Hinton et al. [2] introduced a softmax temperature T to “soften” the logit vector of the teacher network model. By doing this, the student network model can be trained with information that indicates the relationship among the entire set of classes, and not just a specific class. This concept can be encapsulatd in a softmax function, which can be expressed as follows.

$$p(y_j,T)=\frac{e^{y_j/T}}{{\sum }_j^N{e}^{y_j/T}}.$$

(2)

3.1.3. KD Loss

In Equation (2), j represents the j-th class of the dataset and T is the softmax temperature factor. As Factor T increases, the distribution of probabilities becomes smoother. Based on the above softmax function, the loss between the student network model and the teacher network model can be expressed as follows.

$$L_{KD}={\mathcal{L}}_{KD}(p(y_{teacher},T),p(y_{student},T))$$

(3)

In the knowledge distillation training process, Kuleback-Leibler divergence loss is used as the loss function. Kullback-Leibler diversity loss (KL loss) is the difference between cross-entropy function and entropy function. The softmax value of the teacher network model and the softmax value of the student network model are used as inputs to KL loss. The cross-entropy loss function and KL loss function used for the experiments can be expressed as follows.

$$L_{CE}=\mathcal{H}(p,q)=-\sum _i{p}_{i}log{q}_i$$

(4)

$$L_{KL}=\mathcal{H}(p,q)-\mathcal{H}\left(p\right)=\sum _i{p}_{i}log\frac{p_i}{q_i}$$

(5)

By using the above formula as a loss function for knowledge distillation training, the loss function for knowledge distillation with the softmax function can be expressed as follows.

$$L_{KL}={\mathcal{L}}_{KD}(p(y_{teacher},T),p(y_{student},T))$$

(6)

$${\mathcal{L}}_{KD}(p(y_{teacher},T),p(y_{student},T))=\sum _{i}p(y_{teacher},T)log\frac{p(y_{teacher},T)}{p(y_{student},T)}$$

(7)

Allowing the student network model to imitate the logits of the teacher network model can achieve higher performance compared to training without knowledge distillation.

3.2. Generative Adversarial Networks

In the proposed method, GANs architecture is used to generate synthetic images. GANs architecture consists of generator (G) and discriminator (D). G generates synthetic images from real image dataset and D discriminates synthetic images from real image dataset. Therefore, G learns to generate synthetic images that is difficult to distinguish, and D is trained to well distinguish between two image groups. Through this process, G creates synthetic images close to real image dataset. Formula of objective function, which indicates GANs structure, can be expressed as follows.

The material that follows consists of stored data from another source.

PR #1196, opened 2019-12-17
PLATO-423: Log the current url for asset related actions

eslawski:
While recently debugging some artstor logging issues, we came across some interesting url parameters that affect can affect the way access is evaluated when viewing/downloading an asset. It would have been super helpful to have seen this url reflected in the logs in order to help draw conclusions. 

This PR just adds the full url to the asset related logging (viewing/downloading). Let me know if there are any concerns with this!

### DIFF
--- a/src/app/asset-page/asset-page.component.ts
+++ b/src/app/asset-page/asset-page.component.ts
@@ -911,10 +911,10 @@ export class AssetPage implements OnInit, OnDestroy {
   private trackEvent(eventType: string): void {
     const hasAccess = !this.showAccessDeniedModal
     const reasonForAuth = this.showAccessDeniedModal ? "not_authorized" : "license"
-    const assetId = this.assetIds[0]
-    const abSegments = this._search.ab_segments.get(assetId)
     const authorizedAsset = this.assets[0]
+    const assetId = authorizedAsset ? authorizedAsset.id : this.assetIds[0]
     const doi = authorizedAsset ? authorizedAsset.doi : null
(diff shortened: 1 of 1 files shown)


src/app/asset-page/asset-page.component.ts
```diff
@@ -911,10 +911,10 @@ export class AssetPage implements OnInit, OnDestroy {
   private trackEvent(eventType: string): void {
     const hasAccess = !this.showAccessDeniedModal
     const reasonForAuth = this.showAccessDeniedModal ? "not_authorized" : "license"
-    const assetId = this.assetIds[0]
-    const abSegments = this._search.ab_segments.get(assetId)
     const authorizedAsset = this.assets[0]
+    const assetId = authorizedAsset ? authorizedAsset.id : this.assetIds[0]
```
eslawski: Additional change while investigating PLATO-423:

So the `assetIds` array is populated directly from the id found in the url. I learned that the id present in the url does not always reflect the actual id of the image. For example: https://stage.artstor.org/#/asset/external/8DtZYyMmJloyLyw5ej1%252FR34o

in this special situation, this "encrypted" asset id eventually resolves to an actual image. And that is the id we should be logging. So pulling the id off the `asset` object (i.e what we get from the metadata service) is the correct one to be logging.

Still need a fallback on the `assetIds[0]` though because if the user is not authorized to view the asset, the metadata will not have loaded, hence `authorizedAsset` will be null.

PR #1197, opened 2019-12-19
SRCHX-392: Geographic filters in advanced search is using efq values

mrtoadsc:
Geographic queries will use the efq (encoded filter query) values from the search service. These values will be selected in the search results page.

The `SearchModal.loadAppliedFiltersFromURL()` method will parse the geography portion of the url to select the proper tree nodes.

This work has not been comprehensively tested. I only have one day left on this project (contract expires) and there are a lot of devs out of the office now so you folks will need to take this over the finish line.

### DIFF
--- a/src/app/modals/search-modal/search-modal.component.ts
+++ b/src/app/modals/search-modal/search-modal.component.ts
@@ -215,7 +215,46 @@ export class SearchModal implements OnInit, AfterViewInit {
     let filterParams = this.queryUtil.generateFilters(this.filterSelections, this.advanceSearchDate)
     let currentParams = this.route.snapshot.params
     let queryParams = {}
+
     // Consolidate filters with multiple applied
+    filterParams = this.combineMulitpleAppliedFilters(filterParams)
+
+    // Maintain feature flags
+    if (currentParams['featureFlag']) {
+      queryParams['featureFlag'] = currentParams['featureFlag']
+    }
+    
+    // Build Solr query string from filters
+    let orQuery: string = this.buildSolrQuery(advQuery, filterParams)
+
+    // Apply date filter
+    if(filterParams["startDate"]) {
+      queryParams["startDate"] = filterParams["startDate"]
+    }
+    if(filterParams["endDate"]) {
+      queryParams["endDate"] = filterParams["endDate"]
+    }
+
+    // Apply geography filter
+    if (filterParams['geography']) {
+      queryParams['geography'] = []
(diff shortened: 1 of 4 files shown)


src/app/modals/search-modal/search-modal.component.ts
```diff
@@ -233,14 +233,14 @@ export class SearchModal implements OnInit, AfterViewInit {
     // Construct OR query between filters within the same filter group
     // filters across multiple filter groups will be AND-ed
     // example orQuery: paints AND artclassification_str:"Photographs" OR artclassification_str:"Paintings" OR artclassification_str:"Prints" OR artclassification_str:"photographs" AND year:[-4000 TO 1980]
-    let orQuery: string = ''
+    let orQuery: string = advQuery
     // Do not apply "* AND", Solr will treat the wildcard as a character in that case
-    if (advQuery !== '*') {
-      orQuery = advQuery
-    }
+    // if (advQuery !== '*') {
```
NazimAli2017: Looks like this can be deleted.

src/app/modals/search-modal/search-modal.component.ts
```diff
@@ -266,6 +266,12 @@ export class SearchModal implements OnInit, AfterViewInit {
     if(filterParams["endDate"]) {
       queryParams["endDate"] = filterParams["endDate"]
     }
+    if (filterParams['geography']) {
```
NazimAli2017: Could be extracted to a smaller method and be unit tested, this function is already bloated.

src/app/modals/search-modal/search-modal.component.ts
```diff
@@ -295,6 +301,11 @@ export class SearchModal implements OnInit, AfterViewInit {
       this.loadingFilters = false
       return
     }
+    let geography: string = routeParams['geography']
+    if (geography) {
+      appliedFiltersObj['geography'] = geography.startsWith('[') ? JSON.parse(geography) : geography.split(',')
```
NazimAli2017: Same for this.

src/app/modals/search-modal/search-modal.component.ts
```diff
@@ -389,6 +400,42 @@ export class SearchModal implements OnInit, AfterViewInit {
             }
           }
           updateSelectedFilters = true
+          break
+        }
+
+        case 'geography': {
```
NazimAli2017: This case is extremely large, should be broken up into smaller methods.

PR #1198, opened 2019-12-20
PLATO-463: Artstor logging adjustments for view/download item events

eslawski:
Resolves PLATO-463

Changes:

- Data platform requested that we be a little more granular with our `reason_for_authorization` field. This will help for account for the edge cases that allow a user to view an image even though they don't technically have the entitlements to do so.

- We learned that the asset page is server side rendered if it is hit with the `/public` or `/object` urls. https://github.com/ithaka/aiw-ui/blob/884259db16fc0eb967f7ac819e81286c5c4cc078/server/server.ts#L101 This running node server was actually emitting a captains log in an attempt to pre-render the page. This log was incomplete and overall not C5 worthy. A log would then again be fired on the front end when the javascript would run in the actual browser. The log generated at this stage is well formed. So here we are just omitting the ssr log.

### DIFF
--- a/src/app/asset-page/asset-page.component.ts
+++ b/src/app/asset-page/asset-page.component.ts
@@ -902,6 +902,20 @@ export class AssetPage implements OnInit, OnDestroy {
     return false
   }
 
+  private getReasonForAuth() {
+    if(this.showAccessDeniedModal) {
+      return "not_authorized"
+    } else {
+      if(this.assetGroupId) {
+        return "image_group"
+      } else if(this.encryptedAccess) {
+        return "encrypted_access"
+      } else {
+        return "license"
+      }
+    }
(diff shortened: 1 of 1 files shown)


src/app/asset-page/asset-page.component.ts
```diff
@@ -902,6 +902,20 @@ export class AssetPage implements OnInit, OnDestroy {
     return false
   }
 
+  private getReasonForAuth() {
+    if(this.showAccessDeniedModal) {
+      return "not_authorized"
+    } else {
+      if(this.assetGroupId) {
+        return "image_group"
```
eslawski: The `image_group` and `encrypted_access` strings are just placeholders for now until we can chat with data platform.

PR #1199, opened 2019-12-26
PLATO-217-220: Add first-level headings to item view and image group pages

gbassham:
Add `h1` tags to item view and image group pages for accessibility. Part of VPAT Conformance.


src/app/asset-page/asset-page.component.pug
```diff
@@ -19,6 +19,7 @@
               span#assetPageCount.font-weight-bold {{ totalAssetCount - restrictedAssetsCount }}
               i.icon.icon-direction.icon-right(title="Next in results", (click)="showNextAsset()", (keyup.enter)="showNextAsset()", [class.disabled]="assetNumber >= totalAssetCount - restrictedAssetsCount", [attr.tabindex]="assetNumber >= totalAssetCount - restrictedAssetsCount ? -1 : 1", aria-label="Next item, press enter to go to next result item. You can also use left and right arrow keys to navigate between result items.", role="button")
     //- for accessibility so that page has title
+    h1.sr-only([innerHTML]="getTitleAndResults()")
     h1.sr-only(*ngIf="isFullscreen") Full screen mode
```
jialin-he: Would it be better if we combine those two h1s? Looks a little weird to me to have two screen-reader-only h1s on full screen mode.

gbassham: I do not have an issue with combining them, but I wonder whether the full screen mode should even be an h1? It doesn't make sense to me as a first-level heading.

eslawski:
Gayla and I discussed offline what implications there might be to SEO here by introducing an h1 on this page. We determined there will be no impact to current behavior as we are setting the page title directly and the `h1` being displayed is for screen readers only.

PR #1200, opened 2019-12-27
PLATO-221: Image Viewer Controls Keyboard Access

jialin-he:
Resolve PLATO-221 and PLATO-225

- Make all interactive elements accessible by keyboard in the viewer
- Prevent other interactive elements outside of the viewer from reachable while it is in full view mode

### DIFF
--- a/src/app/_services/toolbox.service.ts
+++ b/src/app/_services/toolbox.service.ts
@@ -83,9 +83,9 @@ export class ToolboxService {
      * @note Should fire immediately within a user-event binding (click, key)
      */
     public requestFullScreen(): void {
-        let el = document.body
+        let el = document.getElementById("artstor-viewer");
         // Supports most browsers and their versions.
-        var requestMethod = el.requestFullscreen || el['webkitRequestFullscreen'] || el['mozRequestFullscreen'] || el['msRequestFullscreen']
+        var requestMethod = el.requestFullscreen || el['webkitRequestFullscreen'] || el['mozRequestFullscreen'] || el['msRequestFullscreen'];
         if (requestMethod) { // Native full screen.
             requestMethod.call(el);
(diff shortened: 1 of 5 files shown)


src/app/asset-page/asset-page.component.pug
```diff
@@ -18,73 +18,109 @@
...
-            (removeAsset)="toggleAsset($event, i)",
-            (nextPage)="showNextAsset()",
-            (prevPage)="showPrevAsset()",
-            (multiViewPageViaArrow)="multiViewPageViaArrow()",
-            (multiViewPageViaThumbnail)="multiViewPageViaThumbnail()",
-            (assetDrawer)="toggleAssetDrawer(!showAssetDrawer)",
-            [legacyFlag]="false",
-            [openLibraryFlag]="fromOpenLibrary"
+
+    .col-md-8#artstor-viewer
```
jialin-he: Wrap all elements that are going to be shown in full screen mode in one div, so that I can only call request full screen on this div instead of the whole body. This is to prevent other interactive elements that are not showing in full screen mode from being accessible.

gbassham (approved):

src/app/_services/toolbox.service.ts
```diff
@@ -94,6 +94,8 @@ export class ToolboxService {
                 wscript.SendKeys("{F11}");
             }
         }
+        let htmlelement: HTMLElement = <HTMLElement>document.getElementsByClassName('btn--zoomIn')[0];
```
eslawski: nit: Could use a more specific name, like `zoomInButtonElement`?

jialin-he: Done!

eslawski (approved):

PR #1201, opened 2019-12-27
PLATO-223: Image Groups Modals Have Keyboard Trap

jialin-he:
Resolve PLATO-223

- Prevent keyboard trap for "Generate image link" and "Generate group link" modals
- Also realize same behavior on other modals

### DIFF
--- a/src/app/asset-page/agree-modal/agree-modal.component.ts
+++ b/src/app/asset-page/agree-modal/agree-modal.component.ts
@@ -1,4 +1,4 @@
-import { Component, OnInit, Output, Input, EventEmitter, ElementRef, ViewChild } from '@angular/core';
+import { Component, AfterViewInit, Output, Input, EventEmitter, ElementRef, ViewChild } from '@angular/core';
 
 // Project Dependencies
 import { AuthService, DomUtilityService } from '_services'
@@ -9,7 +9,7 @@ import { Asset } from './../asset'
   templateUrl: 'agree-modal.component.pug',
   styleUrls: [ './agree-modal.component.scss' ]
 })
-export class AgreeModalComponent implements OnInit {
+export class AgreeModalComponent implements AfterViewInit {
 
   /** Causes modal to be hidden */
   @Output()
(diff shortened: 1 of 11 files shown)


src/app/asset-page/agree-modal/agree-modal.component.ts
```diff
@@ -30,20 +30,21 @@ export class AgreeModalComponent implements OnInit {
...
-    // TO-DO: Only reference document client-side
-    // let htmlelement: HTMLElement = <HTMLElement>this._dom.byId('modal');
-    // htmlelement.focus()
-    if (this.modalElement && this.modalElement.nativeElement){
-      this.modalElement.nativeElement.focus()
+  ngAfterViewInit() {
+    this.startModalFocus()
+  }
+
+  // Set initial focus on the modal Title h4
```
eslawski: Curious if we want to be setting the focus on the h4. Traditionally I think we set focus to the first "interactive" element on the modal. Like in this case I think it would be the terms and conditions link?

jialin-he: There used to be the expectation to focus first on the heading so that the screen reader will read out what this modal is. I don't know if we want to change that.

eslawski: Ah I see. If that is the old expected behavior I say we just stick with that

src/app/modals/generate-citation/generate-citation.component.ts
```diff
@@ -56,8 +51,12 @@ export class GenerateCitation implements OnInit, AfterViewInit {
 
   // Set initial focus on the modal Title h1
   public startModalFocus() {
-    let modalStartFocus: HTMLElement = <HTMLElement>this._dom.byId('generate-citation-title')
-    modalStartFocus.focus()
+    // let modalStartFocus: HTMLElement = <HTMLElement>this._dom.byId('generate-citation-title')
```
eslawski: nit: can remove commented out code

src/app/image-group-page/terms-and-conditions/terms-and-conditions.component.pug
```diff
@@ -2,7 +2,7 @@
   .modal-dialog(role="dialog", (keydown.esc)="hideModal($event)")
     .modal-content
       .modal-header
-        h4.modal-title#term-condition-title(tabindex="0", (keydown.shift.tab)="hideModal($event)") {{ 'IMAGE_GROUP_PAGE.TERMS_AND_CONDITIONS.TITLE' | translate }}
+        h4.modal-title(#termConditionTitle, tabindex="0", (keydown.shift.tab)="hideModal($event)") {{ 'IMAGE_GROUP_PAGE.TERMS_AND_CONDITIONS.TITLE' | translate }}
```
eslawski: nit: `termsAndConditionsTitle`. Might also need to change in the component ts file

eslawski (approved):

gbassham (approved):

PR #1209, opened 2020-01-06
SRCHX-237: Reported pages should have heading level 1.

rehanabbasi:
This PR addresses the accessibility issues reported in SRCHX-237.

### DIFF
--- a/src/sass/core/_typography.scss
+++ b/src/sass/core/_typography.scss
@@ -249,7 +249,7 @@ h1, h2, h3, h4, h5,
 
 h1, .h1 {
   @extend %Graphik-Regular-Web;
-  color: $typeAccent;
+  color: #444;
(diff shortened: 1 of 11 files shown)


src/sass/core/_typography.scss
```diff
@@ -249,7 +249,7 @@ h1, h2, h3, h4, h5,
 
 h1, .h1 {
   @extend %Graphik-Regular-Web;
-  color: $typeAccent;
+  color: #444;
```
momo-sa: Do we want to define this color as a variable to add a little context?

rehanabbasi: @momo-sa I agree, using sass variable would make more sense here. Change made in the recent commit `9af4e21`.

PR #1210, opened 2020-01-07
PLATO-225-focus-range-fix: Prevent invisible elements from getting focus in fullscreen mode

jialin-he:
Prevent elements that are invisible in fullscreen mode from getting focus :
- skip to main content link
- nav menu
- footer
- thumbnails in the drawer when the drawer is not open


src/app/_services/fullscreen.service.ts
```diff
@@ -0,0 +1,36 @@
+import { Injectable } from "@angular/core"
+
+@Injectable()
+export class FullScreenService {
```
eslawski: So I am not super familiar with Angular services, but I noticed a list of services we have listed here: https://github.com/ithaka/aiw-ui/blob/6002815ddf31785510b58039906c3a3e18a9ecd1/src/app/app.module.ts#L167

Does this new service need to be listed there?

src/app/app.module.ts
```diff
@@ -173,6 +174,7 @@ const APP_PROVIDERS = [
   AuthService,
   DatePipe,
   FlagService,
+  FullScreenService,
```
jialin-he: @eslawski I think I added the service here?

eslawski: ahh gotcha. Not sure how I missed that one!

src/app/app.component.ts
```diff
@@ -273,6 +276,24 @@ export class AppComponent {
...
+  }
+
+  private removeSkipToMainContent() {
+    let skipToMainContentButton = document.getElementById("skip-main-content-button")
+    skipToMainContentButton.tabIndex = -1
+  }
+
+  private addSkipToMainContent() {
+    let skipToMainContentButton = document.getElementById("skip-main-content-button")
+    skipToMainContentButton.tabIndex = 1
```
eslawski: I might be forgetting something, but was there a reason we are setting the `tabindex` instead of just showing/hiding the button using `ngIf` like we do with the nav/header?

jialin-he: Because the skip-to-main-content is written in html (not Angular component), where we can't use `*ngIf`.

jialin-he: Here is the code: https://github.com/ithaka/aiw-ui/pull/1210/files/b40cc3cd53daa508bdd5ce2e5bfbcc1f15fe4501#diff-5c26d2c8f8838f32ace87fdecd6344eaL33-R46

eslawski: I think that is an angular component right? It's just written in html form (not pug). I see a few angular specific directives in that block of code you referenced.

jialin-he: Ooooops, let me try to use `*ngIf` then!

jialin-he: Done!

src/app/app.component.ts
```diff
@@ -54,6 +54,8 @@ export class AppComponent {
   public test: any = {}
 
   public statusPageClient: any
+
+  private isFullscreen: boolean = false
```
eslawski: I think we can get rid of this guy right?

jialin-he: Yes and done!

eslawski (approved):
Looks good!

michael-iden (approved):
👍

PR #1211, opened 2020-01-07
PLATO-221-noticeable-outline: Create noticeable outline for interactive elements in viewer

jialin-he:
- Noticeable focus state for interactive elements in viewer
   - Blue border
   - Different background color
   - Different opacity for thumbnails in the reference strip
- Make pagination arrows, hide caption button, quiz mode button accessible

### DIFF
--- a/src/app/asset-page/artstor-viewer/artstor-viewer.component.scss
+++ b/src/app/asset-page/artstor-viewer/artstor-viewer.component.scss
@@ -69,6 +69,11 @@ $desktop: 992px;*/
             background-color: $color-gray-3 !important;
         }
 
+        &:focus {
+            outline: auto 2px Highlight !important;
+            outline: -webkit-focus-ring-color auto 5px !important;
+        }
+
         .icon {
             width: 24px !important;
             height: 24px !important;
@@ -144,6 +149,11 @@ $desktop: 992px;*/
 .asset-viewer__edge-arrows .btn:hover,
 .asset-viewer__edge-arrows .btn:active {
     background: rgba(66,66,66,1.0);
+}
+
+.asset-viewer__edge-arrows .btn:focus {
+    outline: auto 2px Highlight !important;
+    outline: -webkit-focus-ring-color auto 5px !important;
 }
 
 .asset-viewer__edge-arrows .btn--prev {
--- a/src/app/asset-page/artstor-viewer/artstor-viewer.component.scss
+++ b/src/app/asset-page/artstor-viewer/artstor-viewer.component.scss
@@ -69,11 +69,6 @@ $desktop: 992px;*/
             background-color: $color-gray-3 !important;
         }
 
-        &:focus {
-            outline: auto 2px Highlight !important;
-            outline: -webkit-focus-ring-color auto 5px !important;
-        }
-
         .icon {
             width: 24px !important;
             height: 24px !important;
@@ -149,11 +144,6 @@ $desktop: 992px;*/
 .asset-viewer__edge-arrows .btn:hover,
 .asset-viewer__edge-arrows .btn:active {
     background: rgba(66,66,66,1.0);
-}
-
-.asset-viewer__edge-arrows .btn:focus {
-    outline: auto 2px Highlight !important;
-    outline: -webkit-focus-ring-color auto 5px !important;
 }
 
 .asset-viewer__edge-arrows .btn--prev {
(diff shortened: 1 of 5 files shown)


src/app/asset-page/asset-page.component.pug
```diff
@@ -74,16 +74,16 @@
...
+          i.icon.icon-direction.icon-left([class.disabled]="!quizShuffle && assetNumber <= 1 ? true : false", title="Previous in results", tabindex="0", (tap)="showPrevAsset()", (keydown.enter)="showPrevAsset()")
+          i.icon.icon-direction.icon-right([class.disabled]="!quizShuffle && assetNumber >= totalAssetCount - restrictedAssetsCount ? true: false", title="Next in results", tabindex="0", (tap)="showNextAsset()", (keydown.enter)="showNextAsset()")
+        .shuffle-cntnr(*ngIf="quizMode", [ngClass]="[ quizShuffle ? 'active' : '' ]", tabindex="0", (tap)="toggleQuizShuffle()", (keydown.enter)="toggleQuizShuffle()", title="Toggle Asset Suffle")
           span.shuffle-btn
           | SHUFFLE {{ quizShuffle ? 'ON' : 'OFF' }}
-        .quiz-cntnr([ngClass]="[ quizMode ? 'active' : '' ]", (tap)="toggleQuizMode()", title="{{ quizMode ? 'Deactivate Quiz Mode' : 'Activate Quiz Mode' }}")
+        .quiz-cntnr([ngClass]="[ quizMode ? 'active' : '' ]", tabindex="0", (tap)="toggleQuizMode()", (keydown.enter)="toggleQuizMode()", (keydown.tab)="setFocusToCanvas()", title="{{ quizMode ? 'Deactivate Quiz Mode' : 'Activate Quiz Mode' }}")
```
eslawski: I don't think we have this `setFocusToCanvas` function yet, do we?

jialin-he: Oh we don't, going to remove it. Good eye!

src/app/asset-page/artstor-viewer/artstor-viewer.component.scss
```diff
@@ -146,6 +151,11 @@ $desktop: 992px;*/
     background: rgba(66,66,66,1.0);
 }
 
+.asset-viewer__edge-arrows .btn:focus {
+    outline: auto 2px Highlight !important;
```
eslawski: It's a little curious that we are manually trying to reproduce the blue boarding chrome provides. Is there a reason why we don't get this for free?

gbassham: Do other browsers implement the same border? I thought Firefox was different, could be wrong.

michael-iden: Browsers do have different focus outlines but I think it would be best if we could try to keep things to be the browser default? But Evan and I were talking and noticed that open seadragon might override the default browser CSS and trying to re-override it with the default might be tricky

jialin-he: Firefox's default border is dotted lines. The dotted line cannot be viewed in fullscreen mode, that's why I manually add blue border to it.

jialin-he: For chrome, elements created by openseadragon and elements in the `artstor.viewer.component.html` don't get the blue border for free.

eslawski: hmm interesting. I am wondering if the default bordering is even what we are after from a UX perspective. I know on Chrome we get the blue bordering, which we are trying to replicate, but on firefox we get the dotted outline, which might not be great for accessibility. Maybe we need to talk with Nick to see if there is anything better we can do to create uniformity instead of trying to rehardcoded defaults.

Potentially unrelated, but I found some other places where we are explicitly turning off some outlines. 
https://github.com/ithaka/aiw-ui/blob/461b7b24edd955479bd240438f39de062a735ec5/src/sass/modules/_viewer.scss#L2-L6

eslawski: I noticed that for this particular css rule we are actually dealing iwth the pagination button though. I noticed that the css that is removing that border is probably related to this: https://github.com/ithaka/aiw-ui/blob/461b7b24edd955479bd240438f39de062a735ec5/src/assets/styleguide/styles/all.css#L1639

At least that is what I can see in the DOM

jialin-he: @eslawski That's for non-focus state. But even we remove that line, the default border is still missing. I tried to use default borders before I turn to the solution of adding hardcoded borders, but it didn't work. I can dig more though.

eslawski (approved):

michael-iden (approved):

PR #1213, opened 2020-01-08
PLATO-487: Make thumbnails in the reference strip accessible with keyboard

jialin-he:
Add event listeners to thumbnails in the reference strip so that hitting enter on the thumbnail will paginate to that image.

Note: there is a hardcoded `i-2` because the first element with `openseadragon-canvas` class will always be the main canvas, the second element will be the navigator (this is true even in fullscreen mode where we don't show the navigator). The thumbnails start with the third element in the collection. And it is true in compare mode, too.

### DIFF
--- a/src/app/asset-page/artstor-viewer/artstor-viewer.component.ts
+++ b/src/app/asset-page/artstor-viewer/artstor-viewer.component.ts
@@ -406,6 +406,20 @@ export class ArtstorViewerComponent implements OnInit, OnDestroy {
             this.osdViewer.destroy();
         });
 
+        this.osdViewer.addOnceHandler("tile-drawn", () => {
+            // Get all canvas elements, first one is the main canvas, second one is the navigator
+            // The canvas in the reference strip starts as the third one in the collection
+            let canvasElements = document.getElementsByClassName("openseadragon-canvas")
+            // Loop through all canvas elements in the reference strip and add event listener to keydown enter for accessibility
+            for (let i = 2; i < canvasElements.length; i++) {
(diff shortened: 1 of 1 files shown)


src/app/asset-page/artstor-viewer/artstor-viewer.component.ts
```diff
@@ -406,6 +406,20 @@ export class ArtstorViewerComponent implements OnInit, OnDestroy {
             this.osdViewer.destroy();
         });
 
+        this.osdViewer.addOnceHandler("tile-drawn", () => {
+            // Get all canvas elements, first one is the main canvas, second one is the navigator
+            // The canvas in the reference strip starts as the third one in the collection
+            let canvasElements = document.getElementsByClassName("openseadragon-canvas")
```
eslawski: Wondering if we can use a more specific selector to pick out only the `openseadragon-canvas`s in the `referencestrip`? That way we wouldn't need always start at i = 2

jialin-he: Could do something similar to this https://github.com/ithaka/aiw-ui/pull/1207/files#diff-1373abb83f1b3bd7243873880bf670f8R12 ?

jialin-he: I use a more specific selector now to get rid of the hardcoded `2`

michael-iden (approved):

eslawski (approved):

eslawski:
Looks good! FYI I think this might still be based on `PLATO-221-noticeable-outline`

$${\mathcal{L}}_{GAN}={\mathbb{E}}_{r\sim p_{data}\left(r\right))}\left[logD\left(r\right)\right]+{\mathbb{E}}_{z\sim p_z\left(z\right))}\left[log(1-D\left(G\left(z\right)\right))\right]$$

(8)

where noise vector z indicates input of G, and r means real dataset. Optimized G after training process can be expressed with optimized D as follows.

$$G_{optimized}=\arg \underset{\mathit{G}}{min}{\mathbb{E}}_{z\sim p_z\left(z\right))}\left[log(1-D_{optimized}\left(G\left(z\right)\right))\right]$$

(9)

As such, a general GANs structure requires a real image dataset, but [17] method suggests a way to utilize the GANs architecture in case where the real image dataset is not available. More specifically, the optimized D was fixed with a pre-trained teacher network model so that it is not necessary to train D separately.

In our proposed method, we maximized the utilization of the teacher network model by applying the generator structure of the corresponding GANs architecture to a general knowledge distillation training process rather than a restricted scenario where the real image dataset is not available. Since the generator object function of a typical GANs architecture is not suitable for utilizing the knowledge of a teacher network model, new loss functions should be introduced, and the corresponding loss functions will be described in more detail in the later part of this section.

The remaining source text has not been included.